> [WHAT NEEDS TO BE DONE] Under no circumstances alter the records; copy each one exactly.

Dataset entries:
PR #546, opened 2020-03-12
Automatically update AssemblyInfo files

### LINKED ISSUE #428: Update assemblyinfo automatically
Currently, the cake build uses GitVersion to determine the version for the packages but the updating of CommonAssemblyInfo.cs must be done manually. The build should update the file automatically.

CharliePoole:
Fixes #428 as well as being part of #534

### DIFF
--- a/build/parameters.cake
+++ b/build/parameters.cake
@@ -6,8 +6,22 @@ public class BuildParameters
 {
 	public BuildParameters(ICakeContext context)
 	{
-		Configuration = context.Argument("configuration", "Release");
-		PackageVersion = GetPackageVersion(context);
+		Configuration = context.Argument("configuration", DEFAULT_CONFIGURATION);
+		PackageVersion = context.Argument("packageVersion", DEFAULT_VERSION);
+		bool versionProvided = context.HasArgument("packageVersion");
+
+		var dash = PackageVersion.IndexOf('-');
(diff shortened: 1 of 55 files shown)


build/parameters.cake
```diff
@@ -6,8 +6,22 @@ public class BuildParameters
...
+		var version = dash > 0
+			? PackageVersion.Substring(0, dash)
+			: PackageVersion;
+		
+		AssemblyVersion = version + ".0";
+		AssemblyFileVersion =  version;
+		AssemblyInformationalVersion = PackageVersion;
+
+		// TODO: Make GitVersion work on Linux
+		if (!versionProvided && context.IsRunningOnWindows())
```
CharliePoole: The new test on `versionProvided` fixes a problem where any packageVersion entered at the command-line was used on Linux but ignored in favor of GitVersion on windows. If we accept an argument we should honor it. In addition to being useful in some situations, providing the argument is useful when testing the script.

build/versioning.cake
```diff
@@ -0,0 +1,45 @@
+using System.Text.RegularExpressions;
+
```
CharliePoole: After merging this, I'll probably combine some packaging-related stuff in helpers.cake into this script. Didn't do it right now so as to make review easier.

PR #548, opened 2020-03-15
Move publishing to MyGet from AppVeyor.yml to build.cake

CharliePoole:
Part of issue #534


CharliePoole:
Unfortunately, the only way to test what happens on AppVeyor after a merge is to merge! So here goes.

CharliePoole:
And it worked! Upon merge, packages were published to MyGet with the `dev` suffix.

> [ANSWER FOR THIS EXERCISE]
PR #546, opened 2020-03-12
Automatically update AssemblyInfo files

### LINKED ISSUE #428: Update assemblyinfo automatically
Currently, the cake build uses GitVersion to determine the version for the packages but the updating of CommonAssemblyInfo.cs must be done manually. The build should update the file automatically.

CharliePoole:
Fixes #428 as well as being part of #534

### DIFF
--- a/build/parameters.cake
+++ b/build/parameters.cake
@@ -6,8 +6,22 @@ public class BuildParameters
 {
 	public BuildParameters(ICakeContext context)
 	{
-		Configuration = context.Argument("configuration", "Release");
-		PackageVersion = GetPackageVersion(context);
+		Configuration = context.Argument("configuration", DEFAULT_CONFIGURATION);
+		PackageVersion = context.Argument("packageVersion", DEFAULT_VERSION);
+		bool versionProvided = context.HasArgument("packageVersion");
+
+		var dash = PackageVersion.IndexOf('-');
(diff shortened: 1 of 55 files shown)


build/parameters.cake
```diff
@@ -6,8 +6,22 @@ public class BuildParameters
...
+		var version = dash > 0
+			? PackageVersion.Substring(0, dash)
+			: PackageVersion;
+		
+		AssemblyVersion = version + ".0";
+		AssemblyFileVersion =  version;
+		AssemblyInformationalVersion = PackageVersion;
+
+		// TODO: Make GitVersion work on Linux
+		if (!versionProvided && context.IsRunningOnWindows())
```
CharliePoole: The new test on `versionProvided` fixes a problem where any packageVersion entered at the command-line was used on Linux but ignored in favor of GitVersion on windows. If we accept an argument we should honor it. In addition to being useful in some situations, providing the argument is useful when testing the script.

build/versioning.cake
```diff
@@ -0,0 +1,45 @@
+using System.Text.RegularExpressions;
+
```
CharliePoole: After merging this, I'll probably combine some packaging-related stuff in helpers.cake into this script. Didn't do it right now so as to make review easier.

PR #548, opened 2020-03-15
Move publishing to MyGet from AppVeyor.yml to build.cake

CharliePoole:
Part of issue #534


CharliePoole:
Unfortunately, the only way to test what happens on AppVeyor after a merge is to merge! So here goes.

CharliePoole:
And it worked! Upon merge, packages were published to MyGet with the `dev` suffix.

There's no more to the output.